▸ **EXERCISE REQUIREMENTS**: The output should be identical to the entries that follow.

▸ **SUPPLIED MATERIAL**:
PR #116, opened 2017-08-02
Adding social tags for Brand Page

votemike:
https://jira.dev.bbc.co.uk/browse/PROGRAMMES-5739

I believe this is the only change that is needed. The amazing way we set up Context/Meta_Context means that we hardly have to do anything in order to add the meta tags.


programmes-developers:

BPScott:
When the context is a CoreEntity, I think the titlePrefix should contain the network name and programme title (including all its hierarchy), otherwise we're going to have to specify the programme title every time.

e.g. http://www.bbc.co.uk/programmes/b006q2x0/series has the title "BBC One - Doctor Who - Series". The titlePrefix in the MetaContext would be "BBC One - Doctor Who" and the title block would be`{{ meta_context.titlePrefix }} - {{ tr('series') }}`.

e.g. http://www.bbc.co.uk/programmes/p00t7hbb/episodes has the title "BBC One - Doctor Who, Season 25, The Greatest Show in the Galaxy - Next on". The titlePrefix in the MetaContext would be "BBC One - Doctor Who, Season 25, The Greatest Show in the Galaxy" and the title block would be`{{ meta_context.titlePrefix }} - {{ tr('next_on') }}`.


For this TLEO page (and the series, episode, clip etc pages) the title block would be `{{ meta_context.titlePrefix }}`

BPScott:
Admittedly we don't need the full ancestry right now, but we might as well do it right once rather than have to change it later.

src/ValueObject/MetaContext.php
```diff
@@ -33,9 +33,7 @@ public function __construct($context = null, string $canonicalUrl = '')
             $this->description = $context->getShortSynopsis();
             $this->image = $context->getImage();
             $this->isRadio = $context->isRadio();
-            if ($context->getNetwork()) {
-                $this->titlePrefix = $context->getNetwork()->getName();
-            }
+            $this->setCoreEntityTitlePrefix($context);
```
BPScott: I'm not a big fan of these setter functions as it's not immediately clear what the value ends up changing as it's a side-effect rather than the return value. I think a having`setCoreEntityTitlePrefix` be a pure function and having this line be `$this->titlePrefix = $this->coreEntityTitlePrefix($context);` would be clearer

tests/ValueObject/MetaContextTest.php
```diff
@@ -30,18 +30,21 @@ public function testWithProgrammeContext()
...
+        $network->method('getName')->willReturn('Network name');
 
         $programme = $this->createMock(Programme::class);
+        $programme->method('getTleo')->willReturnSelf();
+        $programme->method('getTitle')->willReturn('Programme Title');
         $programme->method('getNetwork')->willReturn($network);
         $programme->method('getImage')->willReturn($image);
         $programme->method('getShortSynopsis')->willReturn('A short synopsis');
         $programme->method('isRadio')->willReturn(true);
+        $programme->method('getAncestry')->willReturn([$programme]);
```
BPScott: How about if there were multiple CoreEntities in the ancestry?

votemike: You want an additional test for that?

▸ **COMPLETED EXERCISE**:
PR #116, opened 2017-08-02
Adding social tags for Brand Page

votemike:
https://jira.dev.bbc.co.uk/browse/PROGRAMMES-5739

I believe this is the only change that is needed. The amazing way we set up Context/Meta_Context means that we hardly have to do anything in order to add the meta tags.


programmes-developers:

BPScott:
When the context is a CoreEntity, I think the titlePrefix should contain the network name and programme title (including all its hierarchy), otherwise we're going to have to specify the programme title every time.

e.g. http://www.bbc.co.uk/programmes/b006q2x0/series has the title "BBC One - Doctor Who - Series". The titlePrefix in the MetaContext would be "BBC One - Doctor Who" and the title block would be`{{ meta_context.titlePrefix }} - {{ tr('series') }}`.

e.g. http://www.bbc.co.uk/programmes/p00t7hbb/episodes has the title "BBC One - Doctor Who, Season 25, The Greatest Show in the Galaxy - Next on". The titlePrefix in the MetaContext would be "BBC One - Doctor Who, Season 25, The Greatest Show in the Galaxy" and the title block would be`{{ meta_context.titlePrefix }} - {{ tr('next_on') }}`.


For this TLEO page (and the series, episode, clip etc pages) the title block would be `{{ meta_context.titlePrefix }}`

BPScott:
Admittedly we don't need the full ancestry right now, but we might as well do it right once rather than have to change it later.

src/ValueObject/MetaContext.php
```diff
@@ -33,9 +33,7 @@ public function __construct($context = null, string $canonicalUrl = '')
             $this->description = $context->getShortSynopsis();
             $this->image = $context->getImage();
             $this->isRadio = $context->isRadio();
-            if ($context->getNetwork()) {
-                $this->titlePrefix = $context->getNetwork()->getName();
-            }
+            $this->setCoreEntityTitlePrefix($context);
```
BPScott: I'm not a big fan of these setter functions as it's not immediately clear what the value ends up changing as it's a side-effect rather than the return value. I think a having`setCoreEntityTitlePrefix` be a pure function and having this line be `$this->titlePrefix = $this->coreEntityTitlePrefix($context);` would be clearer

tests/ValueObject/MetaContextTest.php
```diff
@@ -30,18 +30,21 @@ public function testWithProgrammeContext()
...
+        $network->method('getName')->willReturn('Network name');
 
         $programme = $this->createMock(Programme::class);
+        $programme->method('getTleo')->willReturnSelf();
+        $programme->method('getTitle')->willReturn('Programme Title');
         $programme->method('getNetwork')->willReturn($network);
         $programme->method('getImage')->willReturn($image);
         $programme->method('getShortSynopsis')->willReturn('A short synopsis');
         $programme->method('isRadio')->willReturn(true);
+        $programme->method('getAncestry')->willReturn([$programme]);
```
BPScott: How about if there were multiple CoreEntities in the ancestry?

votemike: You want an additional test for that?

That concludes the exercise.